# How to properly care for a floppy disk.



## deepthroat (Nov 1, 2010)

Floppy disks are an amazing thing, and a relic of the past. As they are no longer being manufactured, it is important that the remaining ones be handled carefully so that they don't end up becoming so rare they become expensive, at least for now.

Here are general hints when handling a floppy disk:

1) Do not play with its slider door.
This is for 3-1/2 floppies which have a metalic/plastic sliding door to prevent damage to the magnetic-coated plastic disc rotating within. the sliding doors can be broken easily and a floppy will last less longer without its sliding door protecting its disc.

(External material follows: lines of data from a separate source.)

PR #1577, opened 2025-01-16
Add new `config` hook

### LINKED ISSUE #1400: Allow QEMU scriptlets to read VM structs and edit QEMU config
`raw.qemu*` configuration keys override the ones defined in previous profiles. Sometimes, I’d like to write a profile that defines several keys in `raw.qemu.conf`, adds some things in `raw.qemu` and does additional processing in `raw.qemu.qmp.scriptlet`.
And sometimes I’d also like to further modify these QEMU options in my VM settings, without having to repeat everything the profile says.
Could we imagine a mechanism allowing, rather than replacing existing data, appending to them for the `raw.qemu`, `raw.qemu.conf` and `raw.qemu.qmp.{early,{post,pre}-start}` keys? (For `raw.qemu.qmp.scriptlet`, it gets trickier and I’m not sure what to propose…)

bensmrs:
Closes #1400

### DIFF
--- a/internal/server/scriptlet/qemu.go
+++ b/internal/server/scriptlet/qemu.go
@@ -2,6 +2,7 @@ package scriptlet
 
 import (
 	"encoding/json"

2) Do not touch the magnetic disc.
This applies for both 5-1/4 and 3-1/2 floppies as well. if the magnetic disc within the floppies are messed with, you'll end up ruining it.

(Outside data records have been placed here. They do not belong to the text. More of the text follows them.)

PR #1587, opened 2025-01-17
Support for ACLs for bridge NIC device when using nftables driver

stgraber:
Closes #1225


stgraber:
@mikerobski so that's my tweaked version of your PR.
I would normally directly push into the PR to avoid having a PR close a PR but because of the configuration of your clone, I can't do that directly.

Anyway, as mentioned in the other one, this one mostly adds:
 - API extension
 - Check that the instance is on the same system prior to trigerring a device update
 - Adds ReloadDevice so we can call that instead of a full Update call
 - Some minor re-titling and rebasing for consistency

mikerobski:
Thanks for cleaning it up, @stgraber !
The PR looks good to me.

PR #1593, opened 2025-01-20
Added unit for minimum ZFS blocksize

Spitfireap:
It was not really clear that 512 without unit meant bytes. 

Regarding ZFS driver, It seems there is no way to set up compression for volumes/datasets. Is this something that might be worth adding, or it has already been attempted ?


stgraber:
> Regarding ZFS driver, It seems there is no way to set up compression for volumes/datasets. Is this something that might be worth adding, or it has already been attempted ?

We respect the setting set on the zpool. If the zpool has `compress=on`, we won't override it with `compress=off`. Additionally, all zpools that we create ourselves has `compress=on` set.

We've not seen much need for per-instance or per-volume compression configuration. Usually it's more of a system policy, as in, are you happy with using a bit more CPU to save space and get faster I/O, so having the configuration done pool-wide makes sense.

stgraber (approved):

3) Do not ever delete files on a floppy.
The specifics are unclear but outright deleting files on floppies, regardless of its type or size, will damage it beyond repair. if you need to make space on a floppy, *move* its content to a hard disk (or usb pen drive, or another floppy), or *format* it if you don't need its content. your floppy disk will last much longer this way. A full format will roughly take a minute and a half, but if you are on a rush, a quick-format will take only mere seconds, but will be less efficient than a full format. Keep this in mind.

4) When a floppy is dead, it's dead.
Here's a few things you can do with dead floppies.


----------



## Lapdog (Nov 1, 2010)

Shouldn't this be in Bits&Bytes?

But your right, Floppy's were the shit. I had about 7 floppy's laying about on my desk in-case I needed them.

EDIT: Just noticed your name. Wow.


----------



## Mayonnaise (Nov 1, 2010)

I haven't touched one of those in years now.


----------



## CerbrusNL (Nov 1, 2010)

Deepthroath, can you confirm to me you're not just another spambot? You have 24 hours.


----------



## Miffeh (Nov 1, 2010)

deepthroat said:


> Floppy disks are an amazing thing, and a relic of the past. As they are no longer being manufactured, it is important that the remaining ones be handled carefully so that they don't end up becoming so rare they become expensive, at least for now.
> 3) Do not ever delete files on a floppy.
> The specifics are unclear but outright deleting files on floppies, regardless of its type or size, will damage it beyond repair. if you need to make space on a floppy, *move* its content to a hard disk (or usb pen drive, or another floppy), or *format* it if you don't need its content. your floppy disk will last much longer this way. A full format will roughly take a minute and a half, but if you are on a rush, a quick-format will take only mere seconds, but will be less efficient than a full format. Keep this in mind.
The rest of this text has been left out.